» **WHAT YOU SHOULD DO**: From the entries below, extract every line that includes the word "Assertions".

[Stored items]
PR #2061, opened 2024-03-06
[DPC-3905] Add admin endpoint for fetching an organization by NPI

MEspositoE14s:
## 🎫 Ticket

https://jira.cms.gov/browse/DPC-3905

## 🛠 Changes

Renamed the current `/Admin/Organization` end point to indicate that it's searching by NPI and not id.

## ℹ️ Context for reviewers

Despite the fact that it said it was searching by id, the admin end point we already have is actually searching by NPI.  The initial tests we had never caught it because they were only checking for a 200, not verifying the results.  I added a new integration test to AdminResourceTest that performs the search by NPI and ensures that a valid org is returned.

## ✅ Acceptance Validation

Passes new integration tests.

## 🔒 Security Implications

### DIFF
--- a/dpc-api/src/test/java/gov/cms/dpc/api/resources/v1/AdminResourceTest.java
+++ b/dpc-api/src/test/java/gov/cms/dpc/api/resources/v1/AdminResourceTest.java
@@ -1,22 +1,25 @@
 package gov.cms.dpc.api.resources.v1;
 
-import static org.junit.jupiter.api.Assertions.assertEquals;
-import static org.junit.jupiter.api.Assertions.assertNotNull;
+import ca.uhn.fhir.rest.client.api.IGenericClient;
+import gov.cms.dpc.api.APITestHelpers;
+import gov.cms.dpc.api.AbstractSecureApplicationTest;
+import gov.cms.dpc.fhir.DPCIdentifierSystem;
+import gov.cms.dpc.testing.APIAuthHelpers;
+import org.apache.http.HttpHeaders;
+import org.eclipse.jetty.http.HttpStatus;
+import org.hl7.fhir.dstu3.model.Bundle;
+import org.hl7.fhir.dstu3.model.Organization;
+import org.junit.jupiter.api.Test;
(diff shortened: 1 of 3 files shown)


dpc-api/src/test/java/gov/cms/dpc/api/resources/v1/AdminResourceTest.java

» **SOLUTION BELOW**:
-import static org.junit.jupiter.api.Assertions.assertEquals;
-import static org.junit.jupiter.api.Assertions.assertNotNull;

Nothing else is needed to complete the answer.